*** MATERIAL PROVIDED ***
PR #1475, opened 2023-11-07
Add some unit test for utils, storage, rafs, api and builder.

ZouTaooo:

## Details

## Types of changes

## Checklist

### DIFF
--- a/storage/Cargo.toml
+++ b/storage/Cargo.toml
@@ -35,6 +35,7 @@ url = { version = "2.1.1", optional = true }
 vm-memory = "0.10"
 fuse-backend-rs = "^0.10.3"
 gpt = { version = "3.0.0", optional = true }
+toml = "0.5"
 
 nydus-api = { version = "0.3", path = "../api" }
 nydus-utils = { version = "0.4", path = "../utils", features = ["encryption", "zran"] }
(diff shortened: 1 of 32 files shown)


imeoer:
Great work, thanks! @ZouTaooo 
cc @jiangliu @adamqqqplay Let's take a look together.

adamqqqplay:
@ZouTaooo Thanks for your contribution! It looks really good.

storage/Cargo.toml
```diff
@@ -35,6 +35,7 @@ url = { version = "2.1.1", optional = true }
 vm-memory = "0.10"
 fuse-backend-rs = "^0.10.3"
 gpt = { version = "3.0.0", optional = true }
+toml = "0.5"
```
imeoer, line 38: Maybe move it to `[dev-dependencies]`.

ZouTaooo: Thanks for your review. Now, I have fixed it with new commit.

ZouTaooo (commented):
The Smoke-Test found a test-case error. And the commit fix it.
Two seconds is an edge-case, but there is a resolution problem in linux timer. So the data will be updated with different index sometimes. So the new test case with two changes, first using the normal argument rather than edge case, secondly considering the timer delta error.

jiangliu (approved):

PR #1491, opened 2023-11-22
go work: save go.work.sum locally

Desiki-high:
## Details
`go.work.sum` always changes too large. We only need it to work well locally. See https://github.com/dragonflyoss/nydus/pull/1490#discussion_r1400376065.

## Types of changes

## Checklist


smoke/go.sum
```diff
@@ -1,17 +1,23 @@
 cloud.google.com/go v0.26.0/go.mod h1:aQUYkXzVsufM+DwF1aE+0xfcU+56JwCaLick0ClmMTw=
```
imeoer, line 1: Does other */go.sum need also be updated?

Desiki-high: I have checked other `*/go.sum`, and only found it in smoke module.

imeoer (approved):
Thanks!

PR #1561, opened 2024-03-22
Morgan/upstream fix

ccx1024cc:
## Types of changes

1. fix residual fuse mountpoint after graceful shutdown
2. fix compatibility to image without ext table for blob cache
3. fix not reuse blob cache of old version
4. fix: bad read by wrong data region


adamqqqplay:
Unit test failed, PTAL.

ccx1024cc:
> Unit test failed, PTAL.

This pr is in no contact with block device. Please help seek for problems of ut. @jiangliu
***
# TASK DIRECTIONS
Reproduce every entry above so that each one matches its source exactly.

# TASK ANSWER
PR #1475, opened 2023-11-07
Add some unit test for utils, storage, rafs, api and builder.

ZouTaooo:

## Details

## Types of changes

## Checklist

### DIFF
--- a/storage/Cargo.toml
+++ b/storage/Cargo.toml
@@ -35,6 +35,7 @@ url = { version = "2.1.1", optional = true }
 vm-memory = "0.10"
 fuse-backend-rs = "^0.10.3"
 gpt = { version = "3.0.0", optional = true }
+toml = "0.5"
 
 nydus-api = { version = "0.3", path = "../api" }
 nydus-utils = { version = "0.4", path = "../utils", features = ["encryption", "zran"] }
(diff shortened: 1 of 32 files shown)


imeoer:
Great work, thanks! @ZouTaooo 
cc @jiangliu @adamqqqplay Let's take a look together.

adamqqqplay:
@ZouTaooo Thanks for your contribution! It looks really good.

storage/Cargo.toml
```diff
@@ -35,6 +35,7 @@ url = { version = "2.1.1", optional = true }
 vm-memory = "0.10"
 fuse-backend-rs = "^0.10.3"
 gpt = { version = "3.0.0", optional = true }
+toml = "0.5"
```
imeoer, line 38: Maybe move it to `[dev-dependencies]`.

ZouTaooo: Thanks for your review. Now, I have fixed it with new commit.

ZouTaooo (commented):
The Smoke-Test found a test-case error. And the commit fix it.
Two seconds is an edge-case, but there is a resolution problem in linux timer. So the data will be updated with different index sometimes. So the new test case with two changes, first using the normal argument rather than edge case, secondly considering the timer delta error.

jiangliu (approved):

PR #1491, opened 2023-11-22
go work: save go.work.sum locally

Desiki-high:
## Details
`go.work.sum` always changes too large. We only need it to work well locally. See https://github.com/dragonflyoss/nydus/pull/1490#discussion_r1400376065.

## Types of changes

## Checklist


smoke/go.sum
```diff
@@ -1,17 +1,23 @@
 cloud.google.com/go v0.26.0/go.mod h1:aQUYkXzVsufM+DwF1aE+0xfcU+56JwCaLick0ClmMTw=
```
imeoer, line 1: Does other */go.sum need also be updated?

Desiki-high: I have checked other `*/go.sum`, and only found it in smoke module.

imeoer (approved):
Thanks!

PR #1561, opened 2024-03-22
Morgan/upstream fix

ccx1024cc:
## Types of changes

1. fix residual fuse mountpoint after graceful shutdown
2. fix compatibility to image without ext table for blob cache
3. fix not reuse blob cache of old version
4. fix: bad read by wrong data region


adamqqqplay:
Unit test failed, PTAL.

ccx1024cc:
> Unit test failed, PTAL.

This pr is in no contact with block device. Please help seek for problems of ut. @jiangliu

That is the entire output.